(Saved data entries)
- - - -
PR #1294, opened 2017-06-16
fix(UIPointer): ensure toggle does not execute if on existing state

thestonefox:
The UIPointer `Toggle` method now exits early if the toggle state
that is passed to the method is already in that state.

e.g. If `Toggle(true)` is called but the pointer is already active
then the Toggle method will exit early.


ciwolsey:
Will test when I wake.

ciwolsey:
Tested, can merge, thanks :)

PR #1298, opened 2017-06-17
fix(Presence): reduce GetComponent calls in body physics update

thestonefox:
The BodyPhysics script was doing a `GetComponent` call every
`FixedUpdate` when checking to see if the snap to floor was valid
by checking to see if the object being held was underneath the
headset.

The fix attempts to cache the check the first time around to reduce
any further unnecessary calls to `GetComponent` if the held object
has not changed.


WildStyle69:
Confirming this has helped from my side of things. Sorry for delay checking, had to recover my 65GB git repo last few days, so been a little busy.

WildStyle69:
Will test further over the weekend... thanks for the update!

PR #1305, opened 2017-06-20
fix(Utilities): new vive keyword for headset discovery in device finder

thestonefox:
The DeviceFinder script has a method for determining which headset is
being used. However, there seemed to be an issue where newer HTC Vives
would report their name as `Vive MV.` with a dot at the end rather than
the standard `Vive MV` which was reported by the original HTC Vive
consumer edition.

This fix just checks both values and assumes the headset is `ViveMV`
to prevent users with newer Vive headsets receiving a warning.


davelloyd:
I've just had a customer contact with a headset reporting itself as "Vive. MV"
Presumably a similar fix will work.

bddckr:
@davelloyd Already handled by the latest VRTK master:
https://github.com/thestonefox/VRTK/blob/3c38c7cc4e34bd74601d8a1be57ce4b632aa26d8/Assets/VRTK/Scripts/Utilities/VRTK_DeviceFinder.cs#L391-L392

PR #1310, opened 2017-06-22
Fix/pre release fixes

thestonefox:


virror:
Sim fixes looks good, i have not tested it but i assume you have : p

PR #1312, opened 2017-06-22
feat(Locomotion): rename force teleport to teleport and add new method

thestonefox:
The `ForceTeleport` method has now been renamed to `Teleport` and a
new `ForceTeleport` method has been added that simply takes a
position and a rotation and sets the player location to those given
parameters.


virror:
Looking great!

PR #1315, opened 2017-06-24
feat(DesktopCamera): render desktop-only camera while in VR

bddckr:
There's a need to show something different on the desktop window
than what's shown in the VR headset. The potential use cases range
from offering nicer spectator views to showing completely different
views for asymmetrical games.
In combination with VRTK's existing ObjectFollow scripts this allows
for trailer recordings in which the VR headset's movement is
smoothed.

Having a separated desktop-only camera allows for:
- additional overlays or effects
- render other layers in addition/only
- changing the FOV
- ...

This change adds the new `VRTK_DesktopCamera` script and a
corresponding prefab that shows how to use the optional support for
rendering the headset's view in addition to the desktop-only view.

### DIFF
--- a/Assets/VRTK/Prefabs/DesktopCamera.prefab
+++ b/Assets/VRTK/Prefabs/DesktopCamera.prefab
@@ -1,0 +1,404 @@
+%YAML 1.1
+%TAG !u! tag:unity3d.com,2011:
+--- !u!1001 &100100000
+Prefab:
+  m_ObjectHideFlags: 1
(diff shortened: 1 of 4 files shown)


bddckr:
I'm looking for a better name for this: What do you guys think about `SecondaryCamera`?

ciwolsey:
Good idea! Would be really handy.

thestonefox:
Are you happy to keep this called `DesktopCamera` ? if you are i'll merge it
- - - -
# Task directions
The expected answer is an exact copy of the lines above, beginning at the line with "fix(Presence): reduce GetComponent" and ending at the line with "PR #1305, opened 2017-06-20", with both ends in.

# Response
fix(Presence): reduce GetComponent calls in body physics update

thestonefox:
The BodyPhysics script was doing a `GetComponent` call every
`FixedUpdate` when checking to see if the snap to floor was valid
by checking to see if the object being held was underneath the
headset.

The fix attempts to cache the check the first time around to reduce
any further unnecessary calls to `GetComponent` if the held object
has not changed.


WildStyle69:
Confirming this has helped from my side of things. Sorry for delay checking, had to recover my 65GB git repo last few days, so been a little busy.

WildStyle69:
Will test further over the weekend... thanks for the update!

PR #1305, opened 2017-06-20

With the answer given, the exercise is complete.